Every line that holds the word "atlassian" needs to be copied from the data below.

>>>

PR #2657, opened 2019-08-01
GROW-1453: this moves CollectionsHubRail into the CollectionApp

xtina-starr:
Addresses: [GROW-1453](https://artsyproduct.atlassian.net/browse/GROW-1453)

This brings in the CollectionHubsRail into the Collection page. This is not ready to launch yet so it's guarded by an admin flag.

Screen Shot 2019-08-01 at 5 36 33 PM


src/Apps/Collect/CollectionApp.tsx
```diff
@@ -83,7 +92,7 @@ export class CollectionApp extends Component<CollectionAppProps> {
 }
 
 export const CollectionAppFragmentContainer = createFragmentContainer(
-  CollectionApp,
+  withSystemContext(CollectionApp),
```
damassi: `withSystemContext` was crerated to address legacy code; we should be using the hook form

pepopowitz: It looks like this _is_ a legacy class component. Are you suggesting we convert it to a functional component as part of this work?

src/Apps/Collect/CollectionApp.tsx
```diff
@@ -35,8 +37,10 @@ export class CollectionApp extends Component<CollectionAppProps> {
   }
 
   render() {
-    const { collection } = this.props
+    const { collection, user } = this.props
     const { title, slug, headerImage, description, artworks } = collection
+    const showCollectionHubs =
+      collection.linkedCollections.length > 0 && user && user.type === "Admin"
```
pepopowitz: There is a util named `userIsAdmin` that can be used to determine if the user is an admin - https://github.com/artsy/reaction/blob/master/src/Utils/user.ts#L34. I know it doesn't replace much code, but it has always felt better to me to use a common function instead of having `user && user.type === "Admin"` throughout the code. If we ever change the way we determine if the user is an admin, we'd have a _ton_ of places to change it.

src/Components/CollectionsHubRails/index.tsx
```diff
@@ -37,13 +35,12 @@ export const CollectionsHubRails = ({ marketingCollection }: Props) => {
...
   CollectionsHubRails,
   {
-    marketingCollection: graphql`
-      fragment CollectionsHubRails_marketingCollection on MarketingCollection {
-        linkedCollections {
-          groupType
-          ...FeaturedCollectionsRails_collectionGroup
-          ...OtherCollectionsRail_collectionGroup
-        }
+    linkedCollections: graphql`
```
pepopowitz: Can you give me some context as to why and how this fragment changed? I don't have any complaints or suggestions, I just don't really understand it.

src/Apps/Collect/CollectionApp.tsx
damassi: Ah, nope, since this is already a class all good 👍

ashleyjelks: Can you explain why we add this context here? Is it to pass props to CollectionsHubRails without having to pass through every component in the CollectionsApp tree?

src/Components/CollectionsHubRails/index.tsx
ashleyjelks: Same! Would love to understand this better!

ashleyjelks:
I had a couple of questions more about understanding how you're using system context in the hubs rail and Relay stuff, and I would recommend adding a test to check that this new component  is hidden behind an admin flag, but otherwise its a 👍 from me

src/Apps/Collect/CollectionApp.tsx
```diff
@@ -122,6 +131,9 @@ export const CollectionAppFragmentContainer = createFragmentContainer(
         relatedCollections {
           ...RelatedCollectionsRail_collections
         }
+        linkedCollections {
```
ashleyjelks: What's the difference between related collections and linked collections?

src/Apps/Collect/CollectionApp.tsx
pepopowitz: @ashleyjelks my understanding is that it gives access to the `user` prop, via `SystemContextProps`.

xtina-starr: Yeah, this is actually temporary. Sense we aren't ready to launch this yet grabbing the user from the context allows me to conditionally display this to only admins.

src/Apps/Collect/CollectionApp.tsx
xtina-starr: This makes sense!

src/Apps/Collect/CollectionApp.tsx
xtina-starr: [Related collections](https://github.com/artsy/kaws/blob/c45a8899867a15af35a5c4888e6d772c7e6c683b/src/Resolvers/Collections.ts#L93-L124) is based on either the `artist_ids` field in a collection query or the category. This is used to populate the related collection rail that's at the bottom of collection pages. Linked collections are hand curated collections developed by the marketing team. The presence of linked collection is essentially what makes a collection a hub. Not every collection will have linked collection but every collection will have related collections.

src/Components/CollectionsHubRails/index.tsx
xtina-starr: Previously we were passing in the entire collection (i.e. `marketingCollection`). For the hubs rail we only need the `linkedCollection` which is a property on the collection so I changed the fragment to reflect that.

Does that makes sense?

ashleyjelks: Totally, thanks for the clarification!

src/Apps/Collect/CollectionApp.tsx
ashleyjelks: Got it!

src/Apps/Collect/CollectionApp.tsx
ashleyjelks: Ohh, that makes sense. I think `curatedCollections` might be a better name in that case, just so its a little more clear how it's different from the `relatedCollections`. But I understand that renaming things while meeting Relay's naming conventions can be precarious.

xtina-starr:
@pepopowitz okay I've used the `userIsAdmin` util, added a test, and resolved the merge conflict. I'm going to go ahead and merge this

artsyit:
:rocket: PR was released in v16.22.4 :rocket:

PR #2666, opened 2019-08-05
Co-locate Vanguard assets and components

eessex:
Moves Vanguard assets and story to publishing directory, removes extra asset file.


artsyit:
:rocket: PR was released in v16.22.3 :rocket:

PR #2669, opened 2019-08-05
[EXPERIMENT] Refactor and consolidate /collect, /collection, /collections

damassi:
#### WIP

This PR drops in the new Artwork v2 filter into `/collect` while also refactoring / consolidating `/collect`, `/collection` and `/collections` to all exist under one app, which will substantially improve performance. 

#### Architecture 
- Currently there are multiple apps and route instances that render the `/collect` route ecosystem
- These apps / routers have all been consolidated under a single router, with subroutes broken out into `Apps/Collect/Routes/<RouteName>` pattern, following other apps
- By moving everything together, once the app renders on the client we switch to single page app mode and navigation between app routes all happens on the client, leading to instant feedback.


damassi:
Closing this until we drop the new ArtworkGrid in

PR #3011, opened 2019-11-14
User without an existing credit card should be able to bid and register

yuki24:
addresses https://artsyproduct.atlassian.net/browse/AUCT-465
paired with @bhoggard 

This PR adds a way for unregistered users without credit cards to big and register at the same time. Most of the code is taken from the `Register.tsx` component and there may be a good refactoring opportunity, but in terms of functionality this is good to go.

## Screenshot

AUCT-465

### DIFF
--- a/src/Apps/Auction/Components/BidForm.tsx
+++ b/src/Apps/Auction/Components/BidForm.tsx
@@ -17,6 +17,9 @@ import React from "react"
 import { createFragmentContainer, graphql } from "react-relay"
 import Yup from "yup"
 
+import { Address, AddressForm } from "Apps/Order/Components/AddressForm"
+import { CreditCardInput } from "Apps/Order/Components/CreditCardInput"
+
 interface Props {
   initialSelectedBid?: string
   me: BidForm_me
@@ -26,8 +29,10 @@ interface Props {
 }
 
 export interface FormValues {
-  selectedBid: string
+  address?: Address
   agreeToTerms: boolean
+  creditCard?: string
+  selectedBid: string
 }
 
 const validationSchemaForRegisteredUsers = Yup.object().shape({
@@ -63,7 +68,7 @@ const getSelectedBid = ({
   return selectedIncrement.value
 }
 
-const determineDisplayRequirements = (
+export const determineDisplayRequirements = (
   bidder: BidForm_saleArtwork["sale"]["registrationStatus"],
   me: BidForm_me
 ) => {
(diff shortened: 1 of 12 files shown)


src/Apps/Auction/Components/BidForm.tsx
```diff
@@ -137,6 +152,48 @@ export const BidForm: React.FC<Props> = ({
                   {showPricingTransparency && <PricingTransparency />}
                 </Flex>
 
+                {requiresPaymentInformation && (
+                  <Box>
+                    <Separator mb={3} />
+
+                    <Serif size="4" color="black100">
```
dleve123: this block is identical to:

https://github.com/artsy/reaction/blob/6222a8ad9ee209f5ec4974b2d40d51d35de2cb2c/src/Apps/Auction/Components/RegistrationForm.tsx#L224

– thoughts on extracting some form of shared component? Particularly with content, we would they blocks to change together.

src/Apps/Auction/Components/BidForm.tsx
```diff
@@ -137,6 +152,48 @@ export const BidForm: React.FC<Props> = ({
...
+                      Please enter your credit card information below. The name
+                      on your Artsy account must match the name on the card, and
+                      a valid credit card is required in order to bid.
+                    </Serif>
+                    <Serif size="4" mt={2} color="black100">
```
dleve123: identical to the above

src/Apps/Auction/Components/BidForm.tsx
```diff
@@ -137,6 +152,48 @@ export const BidForm: React.FC<Props> = ({
...
+                    >
+                      Card Information
+                    </Serif>
+
+                    <CreditCardInput
+                      error={{ message: errors.creditCard } as stripe.Error}
+                    />
+
+                    <Box mt={2}>
+                      <AddressForm
```
dleve123: Our registration form is implemented with Formik, but here we are using the AddressForm directly without Formik? Why the difference? Is there a way we can make the approach here more consistent?

dleve123: Nvm! I see now that this is within a larger Formik component.

src/Apps/Auction/Components/BidForm.tsx
yuki24: Yes, there is a large opportunity for refactoring. @bhoggard are I looked at some other stuff like GraphQL calls, small functions, validation schemas, and even consolidating the `RegistrationForm` and `BidForm` , but it seemed like a lot of refactoring.

We might want to loop @dblandin and @erikdstock in to get it done well, but I don't think that should block merging this PR.

artsyit:
:rocket: PR was released in v22.2.0 :rocket:

PR #3014, opened 2019-11-15
PaymentForm __id -> id

ds300:
further proof, if any were needed, that noImplicitAny is a win.


artsyit:
:rocket: PR was released in v22.0.7 :rocket:

PR #3017, opened 2019-11-16
Upgrade to relay v7

alloy:
📈


src/__generated__/Accept_order.graphql.ts
```diff
@@ -24,6 +24,11 @@ export type Accept_order = {
     readonly " $fragmentRefs": FragmentRefs<"TransactionDetailsSummaryItem_order" | "ArtworkSummaryItem_order" | "ShippingSummaryItem_order" | "CreditCardSummaryItem_order">;
     readonly " $refType": "Accept_order";
 };
+export type Accept_order$data = Accept_order;
+export type Accept_order$key = {
+    readonly " $data"?: Accept_order$data;
+    readonly " $fragmentRefs": FragmentRefs<"Accept_order">;
+};
```
alloy: All of these additions are to support the experimental hooks (which needs `react-relay` to be installed from 1pm’s `experimental` dist-tag).

patches/relay-compiler+7.1.0.patch
```diff
@@ -25,17 +25,14 @@ index d0ae8f5..3d47c54 100755
        sources.push(source.body);
        astDefinitions.push.apply(astDefinitions, (0, _toConsumableArray2["default"])(ast.definitions));
      });
-@@ -15352,9 +15352,10 @@ function find(tagFinder, text, absPath) {
+@@ -17478,9 +17478,7 @@ function find(tagFinder, text, absPath) {
```
damassi: What do these two patches do and why are they needed?

mzikherman:
That seemed easy! (besides the patch).

patches/relay-compiler+7.1.0.patch
ds300: This relay-compiler patch is to give us 'clickable' file names with correct `line:column` numbers in error messages.

artsyit:
:rocket: PR was released in v22.1.0 :rocket:

patches/relay-compiler+7.1.0.patch
damassi: @ds300 so to confirm, if the two patches in this PR were to suddenly go away it would have no effect on application behavior?

ds300: right :+1:

alloy: Although you would have to clear the relay-compiler cache in `$TMPDIR`

PR #3018, opened 2019-11-18
Add modal to "Certificate of Authenticity" Badges with explanation of COA

lilyfromseattle:
[PURCHASE-1605]
__Motivation__
COA is a non homogenous standard across the art Industry. In order to help our collector make the best decision, it is important to show more information about how COAs are created etc.

__Story__
As a user, When I view an artwork that has a certificate of authenticity, If I click on the Certificate of Authenticity link in the COA Trust Signal text, I see a modal that provides more explanation about certificates of authenticity.

__Acceptance Criteria__
COA Info Modal upon click on COA Trust Signals link
Change copy on the Badge to display: “A certificate of authenticity is included with purchase”

Screen Shot 2019-11-18 at 2 03 00 PM

[PURCHASE-1605]: https://artsyproduct.atlassian.net/browse/PURCHASE-1605

### DIFF
--- a/src/Apps/Artwork/Components/TrustSignals/__tests__/AuthenticityCertificate.test.tsx
+++ b/src/Apps/Artwork/Components/TrustSignals/__tests__/AuthenticityCertificate.test.tsx
@@ -71,65 +71,7 @@ describe("AuthenticityCertificate", () => {
     expect(component.find("TrustSignal").length).toBe(1)
   })
 
-  it("Click on certificate of authenticity link opens modal", async () => {
-    // const component = await render({
-    //   id: "opaque-cert-id",
-    //   hasCertificateOfAuthenticity: true,
-    //   is_biddable: false,
-    // })
+  it.todo("Click on certificate of authenticity link opens modal")
 
-    const component = mount(
-      <AuthenticityCertificate
-        artwork={{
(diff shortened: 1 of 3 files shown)


src/Apps/Artwork/Components/TrustSignals/__tests__/AuthenticityCertificate.test.tsx
```diff
@@ -65,4 +70,66 @@ describe("AuthenticityCertificate", () => {
     })
     expect(component.find("TrustSignal").length).toBe(1)
   })
+
+  it("Click on certificate of authenticity link opens modal", async () => {
```
zephraph: My concern with this test is that potentially the expect clauses aren't actually executing. 

Could you add `expect.assertions(2)` on 75 just to make sure everything is being executed as expected?

lilyfromseattle: Damn you're right

lilyfromseattle: Can we pair on this?

artsyit:

PR #3020, opened 2019-11-19
Create gene links view

zephraph:
Adds the related links view from the gene page to reaction. 

image

Currently the markup structure is preserved from what exists on the gene page and no additional styling was added. This is largely due to the fact that the gene page isn't in line with our current design system and updating the whole gene page to match feels out of scope for this ticket.

### DIFF
--- a/src/Components/Gene/GeneRelatedLinks.tsx
+++ b/src/Components/Gene/GeneRelatedLinks.tsx
@@ -1,0 +1,91 @@
+import { Box } from "@artsy/palette"
+import {
+  GeneRelatedLinksQuery,
+  GeneRelatedLinksQueryResponse,
+} from "__generated__/GeneRelatedLinksQuery.graphql"
+import { useSystemContext } from "Artsy"
+import { renderWithLoadProgress } from "Artsy/Relay/renderWithLoadProgress"
+import { SystemQueryRenderer as QueryRenderer } from "Artsy/Relay/SystemQueryRenderer"
+import React from "react"
+import { graphql } from "react-relay"
+
+/**
+ * Used on the Gene page to show related artists and categories.
+ */
+export const GeneRelatedLinks: React.FC<GeneRelatedLinksQueryResponse> = ({
+  gene,
+}) => {
+  return (
+    <>
+      <Box className="related-genes related-links bisected-header-cell-section is-fade-in">
+        <h2>Related Categories</h2>
+        <div className="related-genes-links">
+          {gene.similar.edges.map(({ node: similarGene }, index) => {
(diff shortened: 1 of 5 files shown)


src/Components/Gene/GeneRelatedLinks.tsx
```diff
@@ -0,0 +1,91 @@
...
+ */
+export const GeneRelatedLinks: React.FC<GeneRelatedLinksQueryResponse> = ({
+  gene,
+}) => {
+  return (
+    <>
+      <Box className="related-genes related-links bisected-header-cell-section is-fade-in">
+        <h2>Related Categories</h2>
+        <div className="related-genes-links">
+          {gene.similar.edges.map(({ node: similarGene }, index) => {
```
sweir27: Is it possible that `gene.similar` would return null and we should be more defensive about the presence of `edges`?

src/Components/Gene/GeneRelatedLinks.tsx
```diff
@@ -0,0 +1,91 @@
...
+                {separator}
+              </React.Fragment>
+            )
+          })}
+        </div>
+      </Box>
+      <Box className="related-artists related-links bisected-header-cell-section is-fade-in">
+        <h2>Related Artists</h2>
+        <div className="artists">
+          {gene.artists.edges.map(({ node: artist }, index) => {
```
sweir27: Same here re: safe accessing.

zephraph:
@sepans I suspect not a lot of places. I certainly can duplicate the required styles over in reaction and remove the unused styles on Force's side. That might be better generally.

src/Components/Gene/GeneRelatedLinks.tsx
zephraph: Certainly possible. I'll wrap it in a check.

sweir27:
Are you planning to follow up with a test to verify the display logic + an update to add the markup here?

Other than those notes, it looks 👍 .

zephraph:
I’ve got tests, just haven’t pushed yet. Will do that in a bit.

src/Components/Gene/GeneRelatedLinks.tsx
```diff
@@ -0,0 +1,106 @@
...
+              name
+            }
+          }
+        }
+      }
+    `,
+  }
+)
+
+// export const GeneRElatedArtistLinksFragmentContainer
```
zephraph:
```suggestion
```

artsyit:
:rocket: PR was released in v22.3.0 :rocket:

<<<

Task solution
Addresses: [GROW-1453](https://artsyproduct.atlassian.net/browse/GROW-1453)
addresses https://artsyproduct.atlassian.net/browse/AUCT-465
[PURCHASE-1605]: https://artsyproduct.atlassian.net/browse/PURCHASE-1605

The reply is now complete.